» TASK PROMPT:
Every record below needs to be printed again exactly.

──────────

PR #806, opened 2016-09-26
Bugfix/fix post boot strap safety

rob-c:
This PR is fairly short but it addresses 2 issues.

I wrote a `postBootstrapHook` for `GangaDirac` to ensure that the user has correctly set a `DiracProxy` `group`.

When I tried to throw an exception I realised that even though `GangaDirac` knows there is potentially something wrong it can't stop Ganga attempting to load old jobs and run the monitoring on them with potentially disastrous consequences.

In order to fix this I moved the post-bootstrap hooks to run before the jobs are loaded and the monitoring has started. This allows Ganga to correctly exit before the jobs are loaded from disk in a way which can cause problems.

This is atop the credentials branch where the problem can occur but this prevents job corruption on starting up Ganga with a bad config.

I've made this against the credentials branch as this is where it's most applicable and where I first spotted the problem.


milliams:
Instead of moving the post-bootstrap to happen before bootstrapping has finished, perhaps put the `getConfig('defaults_DiracProxy')['group']` check in the module scope (just after all the `configDirac.addOption` but within the `if not _after_bootstrap` block). That way the exception will be raised early enough to stop corrupting jobs but avoids changing the meaning of *post*bootstrap.

rob-c:
@milliams This still leaves:
1. The problem that a post-bootstrap check will find or have a problem which could effect user data and will not be able to avoid data corruption.
2. Does this correctly take into account the fact we can't check for the value being populated until after `.gangarc` is loaded? I think this _could_ also work but I'm less of a fan of this as it feels slightly hacky and I'm not sure when the exception would then be thrown.

I also have the strong opinion that loading the jobs and monitoring them is happening __after__ bootstrap anyway. This is something which I know was never documented but I somehow feel calling this part of the bootstrap when both of these things are optional for loading a ganga session is incorrect.

milliams:
1. The simple answer is to check for these things earlier than post-boostrap. Any consistency checks can be performed *during* bootstrap, while the plugin is being loaded and safely exit there.
2. The config files (including `~/.gangarc`) are loaded during `configure()`. Any entries which are not understood (due to them having not been loaded in a pugin yet) are cached until the appropriate `addOption()` call is made. So by line 85 in `GangaDirac/__init__.py` you can check config values and correctly see any config file overrides.

rob-c:
1. Where is the best place in this case? If your suggestion above holds great we should check and throw an exception on plugin load which woks fine for me :+1:  I still don't like the fact we can get corruption of jobs and data so I'm keen to fix this.
2. Your going to have to provide an example for me to get this. I'm not overly familiar with the subtleties with the config system and I will get this check wrong here, I have no idea what version of the configurable I get when during the bootstrap process and always tend to resort to checking values after as this is a lot safer when I don't know whats going on.

milliams:
In the credentials branch I am about to put this in `DiracProxy.py` at the bottom of the file. At this point the `defaults_DiracProxy` config section has been created but nothing has started running yet. From the point of view of `bootstrap.py`, this is happening on the `loadPlugins()` call inside `bootstrap()`.

As for how config files work, there a clever bit of caching going on. The config file is read quite early during the startup of Ganga. Importantly it happens before any plugins are loaded (in fact it *must* be since we need to know the value of `RUNTIME_PATH`). While the file is being read, if a particular setting is known about (i.e. we've had a relevant `addOption()` call already) then the value is simply set accordingly. However, if there is no matching config section defined then the parser (inside the function `setSessionValue()`) puts the config option inside a dictionary called `allConfigFileValues`. Later, when the config option is defined (via `addOption()`) the code checks `allConfigFileValues` to see if it has a value there waiting for it.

──────────

» EXERCISE OUTPUT:
PR #806, opened 2016-09-26
Bugfix/fix post boot strap safety

rob-c:
This PR is fairly short but it addresses 2 issues.

I wrote a `postBootstrapHook` for `GangaDirac` to ensure that the user has correctly set a `DiracProxy` `group`.

When I tried to throw an exception I realised that even though `GangaDirac` knows there is potentially something wrong it can't stop Ganga attempting to load old jobs and run the monitoring on them with potentially disastrous consequences.

In order to fix this I moved the post-bootstrap hooks to run before the jobs are loaded and the monitoring has started. This allows Ganga to correctly exit before the jobs are loaded from disk in a way which can cause problems.

This is atop the credentials branch where the problem can occur but this prevents job corruption on starting up Ganga with a bad config.

I've made this against the credentials branch as this is where it's most applicable and where I first spotted the problem.


milliams:
Instead of moving the post-bootstrap to happen before bootstrapping has finished, perhaps put the `getConfig('defaults_DiracProxy')['group']` check in the module scope (just after all the `configDirac.addOption` but within the `if not _after_bootstrap` block). That way the exception will be raised early enough to stop corrupting jobs but avoids changing the meaning of *post*bootstrap.

rob-c:
@milliams This still leaves:
1. The problem that a post-bootstrap check will find or have a problem which could effect user data and will not be able to avoid data corruption.
2. Does this correctly take into account the fact we can't check for the value being populated until after `.gangarc` is loaded? I think this _could_ also work but I'm less of a fan of this as it feels slightly hacky and I'm not sure when the exception would then be thrown.

I also have the strong opinion that loading the jobs and monitoring them is happening __after__ bootstrap anyway. This is something which I know was never documented but I somehow feel calling this part of the bootstrap when both of these things are optional for loading a ganga session is incorrect.

milliams:
1. The simple answer is to check for these things earlier than post-boostrap. Any consistency checks can be performed *during* bootstrap, while the plugin is being loaded and safely exit there.
2. The config files (including `~/.gangarc`) are loaded during `configure()`. Any entries which are not understood (due to them having not been loaded in a pugin yet) are cached until the appropriate `addOption()` call is made. So by line 85 in `GangaDirac/__init__.py` you can check config values and correctly see any config file overrides.

rob-c:
1. Where is the best place in this case? If your suggestion above holds great we should check and throw an exception on plugin load which woks fine for me :+1:  I still don't like the fact we can get corruption of jobs and data so I'm keen to fix this.
2. Your going to have to provide an example for me to get this. I'm not overly familiar with the subtleties with the config system and I will get this check wrong here, I have no idea what version of the configurable I get when during the bootstrap process and always tend to resort to checking values after as this is a lot safer when I don't know whats going on.

milliams:
In the credentials branch I am about to put this in `DiracProxy.py` at the bottom of the file. At this point the `defaults_DiracProxy` config section has been created but nothing has started running yet. From the point of view of `bootstrap.py`, this is happening on the `loadPlugins()` call inside `bootstrap()`.

As for how config files work, there a clever bit of caching going on. The config file is read quite early during the startup of Ganga. Importantly it happens before any plugins are loaded (in fact it *must* be since we need to know the value of `RUNTIME_PATH`). While the file is being read, if a particular setting is known about (i.e. we've had a relevant `addOption()` call already) then the value is simply set accordingly. However, if there is no matching config section defined then the parser (inside the function `setSessionValue()`) puts the config option inside a dictionary called `allConfigFileValues`. Later, when the config option is defined (via `addOption()`) the code checks `allConfigFileValues` to see if it has a value there waiting for it.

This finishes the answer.